Lynx: The Pulse of the Planet daily radio program offers free legal online mp3 downloads, exploring the world of sound in nature, culture and science, with audio adventures, world music, extraordinary sound portraits, science diaries, and nature ring-tones; an amazing sonic experience.



Airdate: May 26, 1998
Scientist: John Weaver

Lynx

Lynx
Why do Lynx have those unusual tufts of hair on top of their ears?

Transcript:
They're one of the most elusive creatures in the cat family, and although we've all seen pictures of them with their distinctive tufts of hair on top of their pointy ears, very few people ever get to see a lynx in the wild. I'm Jim Metzner, and this is the Pulse of the Planet, presented by the American Museum of Natural History. We're listening to the sounds of a lynx. Although they're still abundant in parts of Alaska and Canada, they're rarely found in the rest of the United States.

"In the lower 48 states it's estimated that they're probably less than five hundred animals."

Dr. John Weaver is a research associate with the Wildlife Conservation Society. He tells us that the fate of the lynx is linked to one particular species of animal.

"The lynx is highly specialized to prey on snowshoe hares. And it's known that in the far north of North America, that snowshoe hare populations cycle on about a 10 to 11-year basis. And the lynx populations follow along behind."

Right now in Canada, snowshoe hare populations are on the upswing and its hoped that lynx numbers will also increase. Because they're so dependent on snowshoe hares, the lynx have some special adaptions to help them capture their prey.

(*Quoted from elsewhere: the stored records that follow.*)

PR #1089, opened 2017-11-08
Fix1063

Trophime:

-----


Trophime:
I've just re-enabled the check for some specific headers (OpenFile.hpp,..) that are needed
for the meshadaptation example in doc/manual/adapt. We can of course only use FEELPP_HAD_GMSH_ADAPT to simplify but it will be nice to keep a message to notify the user.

"They are one of three cats in the world that has a tuft of hair on top of the ear and on a lynx it can be up to three, three and a half inches long. And it's been a mystery to biologists about the purpose of these ear tufts. My hypothesis is that it makes it look more like the ear of a snowshoe hair. The advantage to the lynx, of course, is that as it sits in ambush somewhere out in the woods and a snowshoe hare comes hopping along looking for predators, it might look over and see this ear and not immediately recognize it as the ear of the predator."

Pulse of the Planet is presented by the American Museum of Natural History. Additional funding for this series has been provided by the National Science Foundation. I'm Jim Metzner.